ASSIGNMENT |
Report every line of the data where the string "done" appears.

Data items |

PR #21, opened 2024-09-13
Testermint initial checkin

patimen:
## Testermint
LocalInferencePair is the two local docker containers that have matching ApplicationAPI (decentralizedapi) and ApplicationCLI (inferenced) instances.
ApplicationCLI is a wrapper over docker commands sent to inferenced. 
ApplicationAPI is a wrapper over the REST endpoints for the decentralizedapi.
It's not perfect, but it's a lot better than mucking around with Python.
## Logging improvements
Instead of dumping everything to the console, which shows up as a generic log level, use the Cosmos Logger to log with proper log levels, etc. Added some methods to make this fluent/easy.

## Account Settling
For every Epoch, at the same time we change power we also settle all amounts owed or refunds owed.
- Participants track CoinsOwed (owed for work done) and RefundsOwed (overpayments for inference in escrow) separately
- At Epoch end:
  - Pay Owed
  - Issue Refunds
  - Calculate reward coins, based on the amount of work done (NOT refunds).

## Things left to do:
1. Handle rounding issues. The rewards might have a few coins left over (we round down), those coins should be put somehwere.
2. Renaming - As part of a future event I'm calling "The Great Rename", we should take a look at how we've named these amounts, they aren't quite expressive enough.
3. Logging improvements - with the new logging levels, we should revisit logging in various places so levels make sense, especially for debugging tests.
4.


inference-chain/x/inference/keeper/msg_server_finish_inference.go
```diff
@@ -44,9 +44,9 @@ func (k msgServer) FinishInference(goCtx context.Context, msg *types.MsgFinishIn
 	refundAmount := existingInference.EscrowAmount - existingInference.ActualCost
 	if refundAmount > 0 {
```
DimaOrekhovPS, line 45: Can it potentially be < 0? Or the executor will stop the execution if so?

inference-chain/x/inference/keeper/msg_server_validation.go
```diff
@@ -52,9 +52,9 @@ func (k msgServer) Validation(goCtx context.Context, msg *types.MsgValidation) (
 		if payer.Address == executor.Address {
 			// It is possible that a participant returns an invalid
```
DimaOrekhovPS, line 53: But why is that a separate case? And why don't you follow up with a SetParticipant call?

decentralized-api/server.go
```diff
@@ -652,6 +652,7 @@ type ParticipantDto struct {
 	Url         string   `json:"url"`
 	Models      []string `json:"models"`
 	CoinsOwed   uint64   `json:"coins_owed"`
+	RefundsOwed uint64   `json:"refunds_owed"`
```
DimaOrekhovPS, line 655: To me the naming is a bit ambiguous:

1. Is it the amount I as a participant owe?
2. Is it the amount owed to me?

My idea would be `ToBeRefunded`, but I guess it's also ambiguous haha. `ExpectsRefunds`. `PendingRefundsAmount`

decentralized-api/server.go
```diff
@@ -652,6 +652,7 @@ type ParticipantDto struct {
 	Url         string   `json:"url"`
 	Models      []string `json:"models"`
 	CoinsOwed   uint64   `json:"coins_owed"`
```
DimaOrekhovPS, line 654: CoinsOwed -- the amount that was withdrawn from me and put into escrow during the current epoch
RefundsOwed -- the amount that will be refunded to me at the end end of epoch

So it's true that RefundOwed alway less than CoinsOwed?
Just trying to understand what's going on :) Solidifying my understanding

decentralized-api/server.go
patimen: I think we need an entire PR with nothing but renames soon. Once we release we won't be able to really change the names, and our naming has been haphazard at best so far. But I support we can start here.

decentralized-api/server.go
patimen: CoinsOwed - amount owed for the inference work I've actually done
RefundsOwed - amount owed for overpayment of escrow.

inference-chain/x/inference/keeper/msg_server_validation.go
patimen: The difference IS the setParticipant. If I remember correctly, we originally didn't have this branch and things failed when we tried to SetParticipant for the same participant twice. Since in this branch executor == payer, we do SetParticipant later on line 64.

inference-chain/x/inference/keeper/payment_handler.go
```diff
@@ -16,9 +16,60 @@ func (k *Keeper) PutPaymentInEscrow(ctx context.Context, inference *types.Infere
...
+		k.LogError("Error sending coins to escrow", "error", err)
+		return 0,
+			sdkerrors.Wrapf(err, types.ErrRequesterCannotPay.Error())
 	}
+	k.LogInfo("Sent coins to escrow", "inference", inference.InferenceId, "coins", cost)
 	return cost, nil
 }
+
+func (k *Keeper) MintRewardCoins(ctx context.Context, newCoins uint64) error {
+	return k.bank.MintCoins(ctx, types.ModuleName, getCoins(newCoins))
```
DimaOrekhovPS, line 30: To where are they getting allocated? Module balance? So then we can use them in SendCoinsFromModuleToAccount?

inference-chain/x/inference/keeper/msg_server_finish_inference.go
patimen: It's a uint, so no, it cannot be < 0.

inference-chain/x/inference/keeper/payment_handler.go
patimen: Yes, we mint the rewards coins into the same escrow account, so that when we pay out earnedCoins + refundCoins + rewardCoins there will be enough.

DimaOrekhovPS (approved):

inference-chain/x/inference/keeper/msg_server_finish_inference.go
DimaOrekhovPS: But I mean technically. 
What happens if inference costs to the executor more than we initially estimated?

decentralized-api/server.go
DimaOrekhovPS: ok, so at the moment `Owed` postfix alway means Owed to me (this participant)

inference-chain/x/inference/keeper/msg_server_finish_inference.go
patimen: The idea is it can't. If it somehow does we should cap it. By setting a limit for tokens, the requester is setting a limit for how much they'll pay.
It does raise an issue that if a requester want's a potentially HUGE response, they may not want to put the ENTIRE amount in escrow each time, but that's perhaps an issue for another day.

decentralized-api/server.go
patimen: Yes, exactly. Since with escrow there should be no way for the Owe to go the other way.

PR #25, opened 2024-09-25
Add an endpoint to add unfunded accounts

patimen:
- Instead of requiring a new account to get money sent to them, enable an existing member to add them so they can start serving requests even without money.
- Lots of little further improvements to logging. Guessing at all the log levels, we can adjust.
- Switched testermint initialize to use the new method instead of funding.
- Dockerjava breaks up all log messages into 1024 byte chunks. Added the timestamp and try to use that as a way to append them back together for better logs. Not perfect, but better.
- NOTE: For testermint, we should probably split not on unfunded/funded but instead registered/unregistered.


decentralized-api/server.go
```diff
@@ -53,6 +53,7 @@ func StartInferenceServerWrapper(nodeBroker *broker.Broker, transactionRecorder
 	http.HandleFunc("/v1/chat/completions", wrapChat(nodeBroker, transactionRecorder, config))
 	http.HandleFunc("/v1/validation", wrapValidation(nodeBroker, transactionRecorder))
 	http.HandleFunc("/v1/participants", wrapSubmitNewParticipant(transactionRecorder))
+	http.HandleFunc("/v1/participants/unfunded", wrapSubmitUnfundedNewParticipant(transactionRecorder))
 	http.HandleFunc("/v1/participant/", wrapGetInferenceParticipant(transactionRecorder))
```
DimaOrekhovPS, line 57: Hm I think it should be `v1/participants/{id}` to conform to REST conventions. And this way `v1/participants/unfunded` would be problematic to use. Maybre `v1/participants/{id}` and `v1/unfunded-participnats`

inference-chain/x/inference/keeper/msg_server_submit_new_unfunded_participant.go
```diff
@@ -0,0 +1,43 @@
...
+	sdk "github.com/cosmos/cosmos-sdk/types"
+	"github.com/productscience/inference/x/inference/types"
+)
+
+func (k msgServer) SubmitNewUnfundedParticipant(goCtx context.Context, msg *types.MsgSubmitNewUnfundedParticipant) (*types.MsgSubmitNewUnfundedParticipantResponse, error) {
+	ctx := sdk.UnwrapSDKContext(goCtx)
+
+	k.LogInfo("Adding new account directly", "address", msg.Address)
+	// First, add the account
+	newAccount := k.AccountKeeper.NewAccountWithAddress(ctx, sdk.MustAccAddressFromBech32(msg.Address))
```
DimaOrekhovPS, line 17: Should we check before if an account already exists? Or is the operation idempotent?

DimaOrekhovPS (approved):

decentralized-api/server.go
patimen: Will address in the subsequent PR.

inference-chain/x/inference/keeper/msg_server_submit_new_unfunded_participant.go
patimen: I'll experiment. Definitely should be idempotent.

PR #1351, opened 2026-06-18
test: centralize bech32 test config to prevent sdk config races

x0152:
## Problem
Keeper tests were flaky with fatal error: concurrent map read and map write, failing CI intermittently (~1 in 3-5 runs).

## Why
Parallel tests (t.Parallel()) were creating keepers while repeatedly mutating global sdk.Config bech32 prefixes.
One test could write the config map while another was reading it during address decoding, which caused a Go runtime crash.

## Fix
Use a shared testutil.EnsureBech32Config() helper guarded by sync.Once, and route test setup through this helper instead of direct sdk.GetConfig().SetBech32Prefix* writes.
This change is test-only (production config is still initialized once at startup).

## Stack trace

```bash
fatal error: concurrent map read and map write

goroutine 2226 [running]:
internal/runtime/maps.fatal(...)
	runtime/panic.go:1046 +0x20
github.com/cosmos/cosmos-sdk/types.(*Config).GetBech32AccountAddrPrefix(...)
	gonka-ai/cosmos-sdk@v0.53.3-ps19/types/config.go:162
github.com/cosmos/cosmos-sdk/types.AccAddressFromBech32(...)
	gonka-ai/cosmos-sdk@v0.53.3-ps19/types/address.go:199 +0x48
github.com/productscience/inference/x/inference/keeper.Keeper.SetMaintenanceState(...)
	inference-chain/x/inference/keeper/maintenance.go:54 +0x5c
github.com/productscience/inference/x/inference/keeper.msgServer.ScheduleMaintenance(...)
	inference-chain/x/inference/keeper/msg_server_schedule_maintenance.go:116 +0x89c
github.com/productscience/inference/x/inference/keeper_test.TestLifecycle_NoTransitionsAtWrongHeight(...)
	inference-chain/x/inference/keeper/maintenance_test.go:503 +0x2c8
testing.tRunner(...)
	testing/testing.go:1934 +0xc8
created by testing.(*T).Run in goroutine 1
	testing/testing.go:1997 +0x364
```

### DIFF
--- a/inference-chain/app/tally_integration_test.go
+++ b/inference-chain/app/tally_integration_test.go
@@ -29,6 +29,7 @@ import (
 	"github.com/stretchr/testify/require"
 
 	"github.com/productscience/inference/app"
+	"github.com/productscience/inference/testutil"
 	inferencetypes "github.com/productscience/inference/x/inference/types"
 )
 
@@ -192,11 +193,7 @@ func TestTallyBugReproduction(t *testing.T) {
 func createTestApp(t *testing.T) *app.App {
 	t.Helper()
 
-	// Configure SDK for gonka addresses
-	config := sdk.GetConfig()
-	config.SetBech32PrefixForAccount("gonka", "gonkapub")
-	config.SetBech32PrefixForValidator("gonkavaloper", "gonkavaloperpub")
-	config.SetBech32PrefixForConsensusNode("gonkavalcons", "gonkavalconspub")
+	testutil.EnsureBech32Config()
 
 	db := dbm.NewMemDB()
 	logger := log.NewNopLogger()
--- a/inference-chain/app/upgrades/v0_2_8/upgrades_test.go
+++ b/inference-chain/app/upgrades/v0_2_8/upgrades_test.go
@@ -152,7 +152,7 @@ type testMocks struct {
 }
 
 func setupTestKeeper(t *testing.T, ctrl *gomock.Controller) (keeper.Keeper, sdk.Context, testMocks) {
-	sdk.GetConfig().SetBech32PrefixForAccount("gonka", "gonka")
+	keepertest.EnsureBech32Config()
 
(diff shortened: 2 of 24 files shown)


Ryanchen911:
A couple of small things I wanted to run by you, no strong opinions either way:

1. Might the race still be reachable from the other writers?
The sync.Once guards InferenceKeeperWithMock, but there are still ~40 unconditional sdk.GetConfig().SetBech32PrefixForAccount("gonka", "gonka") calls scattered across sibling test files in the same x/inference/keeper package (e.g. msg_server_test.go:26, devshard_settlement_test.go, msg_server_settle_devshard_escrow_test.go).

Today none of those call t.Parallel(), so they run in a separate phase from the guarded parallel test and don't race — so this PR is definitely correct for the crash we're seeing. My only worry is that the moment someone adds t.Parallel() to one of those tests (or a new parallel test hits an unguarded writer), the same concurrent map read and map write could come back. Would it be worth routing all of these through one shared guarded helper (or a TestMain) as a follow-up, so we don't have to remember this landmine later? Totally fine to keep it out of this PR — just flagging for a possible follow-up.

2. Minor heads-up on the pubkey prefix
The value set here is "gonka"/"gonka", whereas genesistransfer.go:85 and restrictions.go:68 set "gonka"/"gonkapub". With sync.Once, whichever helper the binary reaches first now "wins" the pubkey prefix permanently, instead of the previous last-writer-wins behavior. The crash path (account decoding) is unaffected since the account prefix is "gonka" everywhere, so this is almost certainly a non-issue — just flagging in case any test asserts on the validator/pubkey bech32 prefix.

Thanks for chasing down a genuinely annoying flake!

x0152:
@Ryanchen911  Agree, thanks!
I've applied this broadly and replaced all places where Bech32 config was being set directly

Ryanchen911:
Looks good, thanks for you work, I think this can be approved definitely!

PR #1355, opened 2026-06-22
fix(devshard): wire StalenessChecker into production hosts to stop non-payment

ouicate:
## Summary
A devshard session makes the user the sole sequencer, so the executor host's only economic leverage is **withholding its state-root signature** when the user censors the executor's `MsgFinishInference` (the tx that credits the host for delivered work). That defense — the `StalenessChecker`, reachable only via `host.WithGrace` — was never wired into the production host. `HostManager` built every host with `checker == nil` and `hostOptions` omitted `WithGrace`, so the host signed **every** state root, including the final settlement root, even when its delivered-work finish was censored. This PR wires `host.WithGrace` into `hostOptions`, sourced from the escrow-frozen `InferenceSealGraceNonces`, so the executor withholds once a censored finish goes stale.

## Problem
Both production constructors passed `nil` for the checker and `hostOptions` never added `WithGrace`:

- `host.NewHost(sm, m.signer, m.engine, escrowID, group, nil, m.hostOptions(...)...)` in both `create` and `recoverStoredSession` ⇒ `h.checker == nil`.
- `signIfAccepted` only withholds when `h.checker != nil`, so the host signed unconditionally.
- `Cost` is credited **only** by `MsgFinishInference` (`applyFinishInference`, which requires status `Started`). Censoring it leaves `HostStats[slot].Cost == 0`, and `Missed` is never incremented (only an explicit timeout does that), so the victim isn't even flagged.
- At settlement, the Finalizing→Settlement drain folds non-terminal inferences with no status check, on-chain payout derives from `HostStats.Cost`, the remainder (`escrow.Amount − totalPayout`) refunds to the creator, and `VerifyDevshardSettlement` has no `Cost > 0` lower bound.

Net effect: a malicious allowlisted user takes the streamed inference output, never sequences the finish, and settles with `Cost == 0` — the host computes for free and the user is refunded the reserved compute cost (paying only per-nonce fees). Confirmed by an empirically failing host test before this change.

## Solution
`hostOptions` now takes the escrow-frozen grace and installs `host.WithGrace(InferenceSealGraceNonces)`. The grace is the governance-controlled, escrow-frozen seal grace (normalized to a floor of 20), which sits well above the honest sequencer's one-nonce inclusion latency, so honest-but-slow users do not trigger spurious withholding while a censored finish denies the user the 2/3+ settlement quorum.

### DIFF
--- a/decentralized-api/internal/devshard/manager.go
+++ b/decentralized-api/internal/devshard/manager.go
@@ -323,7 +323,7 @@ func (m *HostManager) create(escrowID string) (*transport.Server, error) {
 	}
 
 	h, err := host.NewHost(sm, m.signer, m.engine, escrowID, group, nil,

FINAL ANSWER |
- Participants track CoinsOwed (owed for work done) and RefundsOwed (overpayments for inference in escrow) separately
  - Calculate reward coins, based on the amount of work done (NOT refunds).
patimen: CoinsOwed - amount owed for the inference work I've actually done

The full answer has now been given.